**Action item:**
Every entry here needs to be repeated exactly.

**Dataset entries:**
----------

PR #2227, opened 2023-11-02
If a mountPoint has subvolume: "" don't try to mount the subvolume with a wrong "subvol=," argument.

jpwhiting:
When testing with a / mountPoint set to subvolume: "" it tried and failed to mount the subvolume:

    .. Running ("mount", "-t", "btrfs", "-o", "subvol=,", "/dev/sda3", "/tmp/calamares-root-ylvhpxys/")
    .. Target cmd: ("mount", "-t", "btrfs", "-o", "subvol=,", "/dev/sda3", "/tmp/calamares-root-ylvhpxys/") Exit code: 32 output:
 mount: /tmp/calamares-root-ylvhpxys: wrong fs type, bad option, bad superblock on /dev/sda3, missing codepage or helper program, or other error.

This change should make it not try since there's no subvolume to mount anyway.
Also don't unmount the volume we are about to mount the subvolume if we aren't really going to mount a subvolume.

### DIFF
--- a/src/modules/mount/main.py
+++ b/src/modules/mount/main.py
@@ -298,7 +298,12 @@ def mount_partition(root_mount_point, partition, partitions, mount_options, moun
                 mount_option_no_subvol = get_mount_options("btrfs_swap", mount_options, partition)
             else:
                 mount_option_no_subvol = get_mount_options(fstype, mount_options, partition)
-            mount_option = f"subvol={s['subvolume']},{mount_option_no_subvol}"
+
+            # Only add subvol= argument if we are not mounting the entire filesystem
+            if s['subvolume']:
+                mount_option = f"subvol={s['subvolume']},{mount_option_no_subvol}"
+            else:
+                mount_option = mount_option_no_subvol
             subvolume_mountpoint = mount_point[:-1] + s['mountPoint']
             mount_options_list.append({"mountpoint": s['mountPoint'], "option_string": mount_option_no_subvol})
             if libcalamares.utils.mount(device,


dalto8:
If we do that, the btrfs volume won't get mounted at all, right?  

I think that case needs proper handling, not to be ignored.

jpwhiting:
> If we do that, the btrfs volume won't get mounted at all, right?
> 
> I think that case needs proper handling, not to be ignored.

Yeah, as I was falling asleep last night I realized I approached this wrong. I wonder if a better idea would be a btrfsNoSubvolumes: True configuration and if set skip subvolume code completely. Otherwise it's hard to know if mounting/unmounting steps should be taken.

dalto8:
You can have both.  The root mounted on `/` and additional subvolumes mounted underneath that.

adriaandegroot:
I'll wait for another round on this PR then -- got an ISO, Jeremy? That generally makes things so much easier to test.

jpwhiting:
> I'll wait for another round on this PR then -- got an ISO, Jeremy? That generally makes things so much easier to test.

It's not going to work as is for cases where there's a legitimate subvolume. I'll rework it to work for that case also. I don't have an iso handy though, sorry, I'm using this in a test project that will hopefully become public at some point, but isn't just yet. I can share the mount.conf I'm using though if that helps.

jpwhiting:
[mount.txt](https://github.com/calamares/calamares/files/13244456/mount.txt)
@adriaandegroot I'm using this (had to s/monut.conf/mount.txt/ for gitlab to accept it...)

src/modules/mount/main.py
```diff
@@ -294,6 +299,9 @@ def mount_partition(root_mount_point, partition, partitions, mount_options, moun
         # Mount the subvolumes
         swap_subvol = libcalamares.job.configuration.get("btrfsSwapSubvol", "/@swap")
         for s in btrfs_subvolumes:
+            # If the subvolume is "", don't try to mount it.
+            if not s["subvolume"]:
+                continue
             if s['subvolume'] == swap_subvol:
```
dalto8: Looking at it in total, isn't this part of the change all we need?

jpwhiting: I thought that still might be wanted, for any subvolumes where the subvolume is "" (which in practice should only be the / mountPoint, but may change at some point, I'm not sure) we probably don't want to try to mount the subvolume, right?

jpwhiting: That said if it causes confusion I'm happy to remove that bit. It's not strictly needed for my use case.

My use case being just supporting this in mount.conf:

btrfsSubvolumes:
    - mountPoint: /
      subvolume: ""

dalto8: When the subvolume is `""`, it means "The root of the partition is mounted on `/`".  I think that is the only thing this can ever mean because we only process the subvolume logic for the partition mounted at `/`.

However, we have already mounted the partition at `/` so I think we just need to "do nothing" for that subvolume.

dalto8: > That said if it causes confusion I'm happy to remove that bit. It's not strictly needed for my use case.

I think this part is all we need.  It is the other parts that aren't needed.

With this change, the other check is superfluous.

jpwhiting: What I was seeing in my testing here was that with the mount.conf I uploaded before without any changes to calamares sources the / mountPoint was mounted, then the subvolume logic would unmount / then rsync would try to rsync the rootfs to /tmp/calamares-foo which was just part of tmpfs, would fill up and fail. So something needs to drop out of this subvolume code and not do the umount either... right?

To fix that I added the dictionary comparison check at the top. I'll remove this bit in the subvolume mounting though since that's not needed for my use case. One moment.

jpwhiting: I pushed up just doing the config check and dropping out early if it matches. Though I haven't yet tested to verify that is how the above mentioned config ends up in dictionary form. I'll test that shortly.

jpwhiting: > When the subvolume is `""`, it means "The root of the partition is mounted on `/`". I think that is the only thing this can ever mean because we only process the subvolume logic for the partition mounted at `/`.
> 
> However, we have already mounted the partition at `/` so I think we just need to "do nothing" for that subvolume.

Do nothing but also not do the umount command.

src/modules/mount/main.py
```diff
@@ -274,6 +274,11 @@ def mount_partition(root_mount_point, partition, partitions, mount_options, moun
 
         # Store created list in global storage so it can be used in the fstab module
         libcalamares.globalstorage.insert("btrfsSubvolumes", btrfs_subvolumes)
+
+        # Don't do any subvolume mounting or unmounting if we don't have any
+        if btrfs_subvolumes == ["mountPoint": "/", "subvolumes": ""]:
+            break
+
```
dalto8: This code isn't needed.  It is not a general solution.

The code you removed was a general solution I think.

dalto8 (changes requested):

src/modules/mount/main.py
jpwhiting: with this and not the top level dictionary check it will unmount / on line 292. We need a way to avoid that. I'll put this back in, but we need some way to not unmount the / mountPoint when not using subvolumes.

jpwhiting: Ok, added back in the subvolume mounting continue, but something also needs to skip the subprocess umount for my use case.

dalto8: Yes, don't do the umount if there is a subvolume `""`

src/modules/mount/main.py
jpwhiting: I see, I misread your comment as "Do we still need this with the other part"

src/modules/mount/main.py
jpwhiting: sorry, rereading the changes I made and the overal issue. The problem is "just" the "subvol=," argument that gets added when we mount the volume lower here.  There's a umount call above it, which made me think by this point / was already mounted, but needed to be unmounted only for the cases where there's a subvolume so that can get mounted properly. But looking at the other fstype cases we probably need to mount it in here, just without the bad "subvol=," argument. I'll rework my change to try to address that instead.

jpwhiting: Ok, I think what I pushed should fix the problem I hit. I'll test on a usb stick now.

jpwhiting: > Yes, don't do the umount if there is a subvolume `""`

Well, when I had that in place you suggested it wasn't needed. Really it's not, as long as we don't try to remount with "subvol=," it should work to unmount then remount. Testing on an image with my latest changes now. but I think it covers the 1 issue I hit last time and the other issue I hit when trying a fix.

jpwhiting: Yep, code as is is working. It does unmount but then it remounts without the subvol=, argument so it does remount and does have the filesystem to sync into.

src/modules/mount/main.py
```diff
@@ -299,6 +300,10 @@ def mount_partition(root_mount_point, partition, partitions, mount_options, moun
             else:
                 mount_option_no_subvol = get_mount_options(fstype, mount_options, partition)
             mount_option = f"subvol={s['subvolume']},{mount_option_no_subvol}"
+
+            # If the subvolume is "" don't add any subvol= arguments
+            if not s['subvolume']:
+                mount_option = mount_option_no_subvol
```
dalto8:
```suggestion
            # Only add subvol= argument if we are not mounting the entire filesystem
            if s['subvolume']:
                 mount_option = f"subvol={s['subvolume']},{mount_option_no_subvol}"
            else:
                mount_option = mount_option_no_subvol
```

jpwhiting: Yep, makes sense, made that change trying it on my usb stick now.

jpwhiting: Yes this seems to have worked here. Marking resolved.

dalto8 (approved):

----------

**Completed exercise:**
PR #2227, opened 2023-11-02
If a mountPoint has subvolume: "" don't try to mount the subvolume with a wrong "subvol=," argument.

jpwhiting:
When testing with a / mountPoint set to subvolume: "" it tried and failed to mount the subvolume:

    .. Running ("mount", "-t", "btrfs", "-o", "subvol=,", "/dev/sda3", "/tmp/calamares-root-ylvhpxys/")
    .. Target cmd: ("mount", "-t", "btrfs", "-o", "subvol=,", "/dev/sda3", "/tmp/calamares-root-ylvhpxys/") Exit code: 32 output:
 mount: /tmp/calamares-root-ylvhpxys: wrong fs type, bad option, bad superblock on /dev/sda3, missing codepage or helper program, or other error.

This change should make it not try since there's no subvolume to mount anyway.
Also don't unmount the volume we are about to mount the subvolume if we aren't really going to mount a subvolume.

### DIFF
--- a/src/modules/mount/main.py
+++ b/src/modules/mount/main.py
@@ -298,7 +298,12 @@ def mount_partition(root_mount_point, partition, partitions, mount_options, moun
                 mount_option_no_subvol = get_mount_options("btrfs_swap", mount_options, partition)
             else:
                 mount_option_no_subvol = get_mount_options(fstype, mount_options, partition)
-            mount_option = f"subvol={s['subvolume']},{mount_option_no_subvol}"
+
+            # Only add subvol= argument if we are not mounting the entire filesystem
+            if s['subvolume']:
+                mount_option = f"subvol={s['subvolume']},{mount_option_no_subvol}"
+            else:
+                mount_option = mount_option_no_subvol
             subvolume_mountpoint = mount_point[:-1] + s['mountPoint']
             mount_options_list.append({"mountpoint": s['mountPoint'], "option_string": mount_option_no_subvol})
             if libcalamares.utils.mount(device,


dalto8:
If we do that, the btrfs volume won't get mounted at all, right?  

I think that case needs proper handling, not to be ignored.

jpwhiting:
> If we do that, the btrfs volume won't get mounted at all, right?
> 
> I think that case needs proper handling, not to be ignored.

Yeah, as I was falling asleep last night I realized I approached this wrong. I wonder if a better idea would be a btrfsNoSubvolumes: True configuration and if set skip subvolume code completely. Otherwise it's hard to know if mounting/unmounting steps should be taken.

dalto8:
You can have both.  The root mounted on `/` and additional subvolumes mounted underneath that.

adriaandegroot:
I'll wait for another round on this PR then -- got an ISO, Jeremy? That generally makes things so much easier to test.

jpwhiting:
> I'll wait for another round on this PR then -- got an ISO, Jeremy? That generally makes things so much easier to test.

It's not going to work as is for cases where there's a legitimate subvolume. I'll rework it to work for that case also. I don't have an iso handy though, sorry, I'm using this in a test project that will hopefully become public at some point, but isn't just yet. I can share the mount.conf I'm using though if that helps.

jpwhiting:
[mount.txt](https://github.com/calamares/calamares/files/13244456/mount.txt)
@adriaandegroot I'm using this (had to s/monut.conf/mount.txt/ for gitlab to accept it...)

src/modules/mount/main.py
```diff
@@ -294,6 +299,9 @@ def mount_partition(root_mount_point, partition, partitions, mount_options, moun
         # Mount the subvolumes
         swap_subvol = libcalamares.job.configuration.get("btrfsSwapSubvol", "/@swap")
         for s in btrfs_subvolumes:
+            # If the subvolume is "", don't try to mount it.
+            if not s["subvolume"]:
+                continue
             if s['subvolume'] == swap_subvol:
```
dalto8: Looking at it in total, isn't this part of the change all we need?

jpwhiting: I thought that still might be wanted, for any subvolumes where the subvolume is "" (which in practice should only be the / mountPoint, but may change at some point, I'm not sure) we probably don't want to try to mount the subvolume, right?

jpwhiting: That said if it causes confusion I'm happy to remove that bit. It's not strictly needed for my use case.

My use case being just supporting this in mount.conf:

btrfsSubvolumes:
    - mountPoint: /
      subvolume: ""

dalto8: When the subvolume is `""`, it means "The root of the partition is mounted on `/`".  I think that is the only thing this can ever mean because we only process the subvolume logic for the partition mounted at `/`.

However, we have already mounted the partition at `/` so I think we just need to "do nothing" for that subvolume.

dalto8: > That said if it causes confusion I'm happy to remove that bit. It's not strictly needed for my use case.

I think this part is all we need.  It is the other parts that aren't needed.

With this change, the other check is superfluous.

jpwhiting: What I was seeing in my testing here was that with the mount.conf I uploaded before without any changes to calamares sources the / mountPoint was mounted, then the subvolume logic would unmount / then rsync would try to rsync the rootfs to /tmp/calamares-foo which was just part of tmpfs, would fill up and fail. So something needs to drop out of this subvolume code and not do the umount either... right?

To fix that I added the dictionary comparison check at the top. I'll remove this bit in the subvolume mounting though since that's not needed for my use case. One moment.

jpwhiting: I pushed up just doing the config check and dropping out early if it matches. Though I haven't yet tested to verify that is how the above mentioned config ends up in dictionary form. I'll test that shortly.

jpwhiting: > When the subvolume is `""`, it means "The root of the partition is mounted on `/`". I think that is the only thing this can ever mean because we only process the subvolume logic for the partition mounted at `/`.
> 
> However, we have already mounted the partition at `/` so I think we just need to "do nothing" for that subvolume.

Do nothing but also not do the umount command.

src/modules/mount/main.py
```diff
@@ -274,6 +274,11 @@ def mount_partition(root_mount_point, partition, partitions, mount_options, moun
 
         # Store created list in global storage so it can be used in the fstab module
         libcalamares.globalstorage.insert("btrfsSubvolumes", btrfs_subvolumes)
+
+        # Don't do any subvolume mounting or unmounting if we don't have any
+        if btrfs_subvolumes == ["mountPoint": "/", "subvolumes": ""]:
+            break
+
```
dalto8: This code isn't needed.  It is not a general solution.

The code you removed was a general solution I think.

dalto8 (changes requested):

src/modules/mount/main.py
jpwhiting: with this and not the top level dictionary check it will unmount / on line 292. We need a way to avoid that. I'll put this back in, but we need some way to not unmount the / mountPoint when not using subvolumes.

jpwhiting: Ok, added back in the subvolume mounting continue, but something also needs to skip the subprocess umount for my use case.

dalto8: Yes, don't do the umount if there is a subvolume `""`

src/modules/mount/main.py
jpwhiting: I see, I misread your comment as "Do we still need this with the other part"

src/modules/mount/main.py
jpwhiting: sorry, rereading the changes I made and the overal issue. The problem is "just" the "subvol=," argument that gets added when we mount the volume lower here.  There's a umount call above it, which made me think by this point / was already mounted, but needed to be unmounted only for the cases where there's a subvolume so that can get mounted properly. But looking at the other fstype cases we probably need to mount it in here, just without the bad "subvol=," argument. I'll rework my change to try to address that instead.

jpwhiting: Ok, I think what I pushed should fix the problem I hit. I'll test on a usb stick now.

jpwhiting: > Yes, don't do the umount if there is a subvolume `""`

Well, when I had that in place you suggested it wasn't needed. Really it's not, as long as we don't try to remount with "subvol=," it should work to unmount then remount. Testing on an image with my latest changes now. but I think it covers the 1 issue I hit last time and the other issue I hit when trying a fix.

jpwhiting: Yep, code as is is working. It does unmount but then it remounts without the subvol=, argument so it does remount and does have the filesystem to sync into.

src/modules/mount/main.py
```diff
@@ -299,6 +300,10 @@ def mount_partition(root_mount_point, partition, partitions, mount_options, moun
             else:
                 mount_option_no_subvol = get_mount_options(fstype, mount_options, partition)
             mount_option = f"subvol={s['subvolume']},{mount_option_no_subvol}"
+
+            # If the subvolume is "" don't add any subvol= arguments
+            if not s['subvolume']:
+                mount_option = mount_option_no_subvol
```
dalto8:
```suggestion
            # Only add subvol= argument if we are not mounting the entire filesystem
            if s['subvolume']:
                 mount_option = f"subvol={s['subvolume']},{mount_option_no_subvol}"
            else:
                mount_option = mount_option_no_subvol
```

jpwhiting: Yep, makes sense, made that change trying it on my usb stick now.

jpwhiting: Yes this seems to have worked here. Marking resolved.

dalto8 (approved):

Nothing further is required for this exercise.